September 12, 2019 by admin
GARY van Egmond has two years to turn a batch of exciting youngsters into a champion A-League outfit.
As reported on the Herald’s website yesterday, van Egmond has signed a one-year contract extension and will be at the helm of the Jets until the end of the 2013-14 season.
His retention is the first of a series of announcements expected this week.
Home-grown goalkeeper Ben Kennedy has been offered another two years on top of his existing deal, which expires at the end of the season.
The Herald also understands the Jets are in the final stage of negotiations with an Italian striker.
One person not in the club’s plans is recently appointed strength and conditioning coach Tim Rogers.
Six weeks after arriving from Stade Francais Paris rugby club, Rogers is understood to have parted ways with the Jets.
Van Egmond’s new deal has essentially given the 2007-08 championship-winning coach breathing space, more time to perfect the changes he introduced to the team’s playing style and culture when thrust into the hot seat four games into last season.
The Jets squad, assembled by the sacked Branko Culina, finished seventh of 10, two points out of the play-offs.
The campaign, though disappointing, was not a complete write-off.
Winning remained the priority, but van Egmond also used the season as a measuring stick for the future.
Adopting a blueprint used by Ange Postecoglou at two-time defending champions the Roar, he released players who did not have the physical attributes or the mindset to play his up-tempo, possession-based game.
Crowd favourites Tarek Elrich and Ali Abbas, 2010-11 player of the year Nikolai Topor-Stanley, leading goal-scorer Jeremy Brockie, former Premier League star Francis Jeffers and former Socceroo Kasey Wehrman were among the 11 let go.
In their place he recruited players light on years and heavy on pace and athleticism. James Brown, Scott Neville, Craig Goodwin, Adam Taggart and Josh Brillante have both in spades.
Apart from Neville, who at 23 has 63 A-League appearances, what they lack is experience and a wealth of goals.
The average age of the squad, excluding apprentices, is 23.
New imports Dominik Ritter and Bernardo Ribeiro are 23 and 22 respectively.
Of the strike force, Ryan Griffiths and veteran Englishman Michael Bridges are the only ones with a history of goal-scoring. Griffiths is coming off nine last season. Bridges was prolific early in his Premier League career but has scored three times in the past two seasons.

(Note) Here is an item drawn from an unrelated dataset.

PR #1733, opened 2020-12-15
Refactor: upgrade and improve position bubble chart

jrothweiler:
This PR generally improves the position bubble chart code as a part of moving it over to the new client. The first step of this process was to upgrade our version of D3, the library powering the bubble physics simulation, to v6 (we were previously on v3). From there, I simplified a lot of the code by removing calculations that we were doing manually and using D3 to achieve the same. The types still aren't great in a few places, but I tried to fix the low hanging fruit in this regard.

Van Egmond is looking to the future rather than the past. Significantly, there is no marquee player.
Eight of a maximum 23-man roster are products of Newcastle or Northern NSW.
Clearly van Egmond is prepared to gamble on youth.
The expected announcement tomorrow of an alliance between the Jets and Northern NSW Football from under-10s through to youth league will be another sign of that investment.
‘‘I see a bright future, for this season and for many years to come, in both the development of the players and in the total culture of the club,’’ van Egmond said in a statement issued by the club confirming his contract extension yesterday.
“It is exciting times for the Newcastle Jets Football Club; we have a great representation of local talent in our senior group and near 100per cent in our youth team.’’
Van Egmond encountered his first obstacle yesterday with scans confirming that Brown needs an operation to remove bone spurs from his ankle and will miss the start of the season.
No doubt more challenges lie ahead.
Van Egmond has always said he will be judged on results. Now he has another 12 months to get them.